→ PROBLEM STATEMENT
Each line that includes "tests" must be copied from the records.

→ DATA EXCERPTS
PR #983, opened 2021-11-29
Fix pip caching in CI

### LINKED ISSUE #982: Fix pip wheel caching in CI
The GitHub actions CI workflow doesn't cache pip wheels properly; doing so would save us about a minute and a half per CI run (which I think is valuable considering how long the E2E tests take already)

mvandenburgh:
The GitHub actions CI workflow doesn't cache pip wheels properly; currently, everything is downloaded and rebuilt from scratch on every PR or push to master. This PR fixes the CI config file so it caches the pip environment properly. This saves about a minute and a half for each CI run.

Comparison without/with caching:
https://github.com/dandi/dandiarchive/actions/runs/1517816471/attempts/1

==

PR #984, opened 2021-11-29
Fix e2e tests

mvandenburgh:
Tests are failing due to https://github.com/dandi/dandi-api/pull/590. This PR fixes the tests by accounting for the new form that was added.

==

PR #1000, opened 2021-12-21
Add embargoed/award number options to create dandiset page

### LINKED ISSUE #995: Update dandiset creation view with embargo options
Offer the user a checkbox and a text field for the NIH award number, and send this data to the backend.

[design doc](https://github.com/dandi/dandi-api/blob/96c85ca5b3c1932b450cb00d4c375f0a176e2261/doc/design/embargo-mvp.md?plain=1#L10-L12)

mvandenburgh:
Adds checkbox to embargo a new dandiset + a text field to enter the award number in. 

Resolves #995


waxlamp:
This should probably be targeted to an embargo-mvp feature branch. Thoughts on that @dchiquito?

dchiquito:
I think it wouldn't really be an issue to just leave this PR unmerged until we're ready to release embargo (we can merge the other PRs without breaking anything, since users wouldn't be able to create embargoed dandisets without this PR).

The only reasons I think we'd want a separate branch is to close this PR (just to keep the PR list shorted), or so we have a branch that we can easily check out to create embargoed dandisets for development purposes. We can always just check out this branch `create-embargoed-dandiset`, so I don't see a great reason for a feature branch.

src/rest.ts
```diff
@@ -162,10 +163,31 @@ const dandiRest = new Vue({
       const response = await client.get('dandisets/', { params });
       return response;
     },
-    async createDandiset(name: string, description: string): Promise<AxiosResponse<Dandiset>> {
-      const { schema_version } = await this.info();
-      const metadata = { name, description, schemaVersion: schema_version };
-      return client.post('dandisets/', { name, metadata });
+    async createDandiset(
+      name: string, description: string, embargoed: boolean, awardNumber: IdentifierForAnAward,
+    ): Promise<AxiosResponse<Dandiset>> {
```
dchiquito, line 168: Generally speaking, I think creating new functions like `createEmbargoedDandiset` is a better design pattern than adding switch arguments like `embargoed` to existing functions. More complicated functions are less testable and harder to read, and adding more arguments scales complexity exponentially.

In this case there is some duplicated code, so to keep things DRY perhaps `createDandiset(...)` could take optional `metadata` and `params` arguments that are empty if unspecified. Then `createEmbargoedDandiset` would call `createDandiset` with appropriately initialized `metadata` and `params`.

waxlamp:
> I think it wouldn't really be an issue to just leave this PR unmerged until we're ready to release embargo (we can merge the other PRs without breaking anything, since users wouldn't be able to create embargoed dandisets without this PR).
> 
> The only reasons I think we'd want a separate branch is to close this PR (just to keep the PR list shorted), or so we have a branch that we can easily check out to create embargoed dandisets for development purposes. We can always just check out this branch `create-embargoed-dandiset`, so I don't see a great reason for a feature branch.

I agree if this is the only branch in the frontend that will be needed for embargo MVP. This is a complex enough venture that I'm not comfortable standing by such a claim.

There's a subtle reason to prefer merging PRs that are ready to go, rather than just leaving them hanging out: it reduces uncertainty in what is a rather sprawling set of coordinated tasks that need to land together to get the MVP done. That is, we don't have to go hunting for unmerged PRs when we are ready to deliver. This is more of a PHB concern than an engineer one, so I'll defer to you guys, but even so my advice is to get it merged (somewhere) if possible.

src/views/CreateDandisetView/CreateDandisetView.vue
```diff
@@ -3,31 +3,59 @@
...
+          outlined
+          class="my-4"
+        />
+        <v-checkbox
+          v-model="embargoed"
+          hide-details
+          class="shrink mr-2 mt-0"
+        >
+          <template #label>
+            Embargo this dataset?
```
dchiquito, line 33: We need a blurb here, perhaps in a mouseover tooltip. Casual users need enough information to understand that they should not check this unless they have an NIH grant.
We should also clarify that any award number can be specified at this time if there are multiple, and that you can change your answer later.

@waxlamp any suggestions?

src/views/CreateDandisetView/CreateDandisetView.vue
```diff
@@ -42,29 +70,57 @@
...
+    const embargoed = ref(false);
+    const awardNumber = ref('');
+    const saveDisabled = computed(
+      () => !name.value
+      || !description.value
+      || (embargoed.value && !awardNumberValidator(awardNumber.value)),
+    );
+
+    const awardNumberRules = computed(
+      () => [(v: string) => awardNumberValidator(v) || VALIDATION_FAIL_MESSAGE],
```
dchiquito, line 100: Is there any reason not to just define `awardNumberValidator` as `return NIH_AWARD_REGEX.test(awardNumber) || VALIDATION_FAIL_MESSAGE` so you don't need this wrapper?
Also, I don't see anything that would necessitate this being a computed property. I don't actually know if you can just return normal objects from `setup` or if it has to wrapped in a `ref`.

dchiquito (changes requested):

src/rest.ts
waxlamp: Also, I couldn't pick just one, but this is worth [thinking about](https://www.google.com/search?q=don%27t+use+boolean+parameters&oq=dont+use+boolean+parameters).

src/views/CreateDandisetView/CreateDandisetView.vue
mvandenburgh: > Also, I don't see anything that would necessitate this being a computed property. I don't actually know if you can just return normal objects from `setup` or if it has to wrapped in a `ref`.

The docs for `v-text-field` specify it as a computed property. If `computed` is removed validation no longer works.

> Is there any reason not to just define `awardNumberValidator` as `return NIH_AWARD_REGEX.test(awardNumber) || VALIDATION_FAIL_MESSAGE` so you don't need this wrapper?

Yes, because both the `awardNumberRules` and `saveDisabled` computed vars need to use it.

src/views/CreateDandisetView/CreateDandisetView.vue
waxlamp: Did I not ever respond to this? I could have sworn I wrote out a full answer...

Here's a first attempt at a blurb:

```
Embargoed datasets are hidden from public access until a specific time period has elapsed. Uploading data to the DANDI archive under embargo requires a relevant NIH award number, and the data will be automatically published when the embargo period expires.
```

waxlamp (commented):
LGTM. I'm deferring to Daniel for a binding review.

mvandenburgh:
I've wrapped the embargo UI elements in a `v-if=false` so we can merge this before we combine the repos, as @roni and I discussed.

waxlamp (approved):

→ EXERCISE OUTPUT
The GitHub actions CI workflow doesn't cache pip wheels properly; doing so would save us about a minute and a half per CI run (which I think is valuable considering how long the E2E tests take already)
Fix e2e tests
Tests are failing due to https://github.com/dandi/dandi-api/pull/590. This PR fixes the tests by accounting for the new form that was added.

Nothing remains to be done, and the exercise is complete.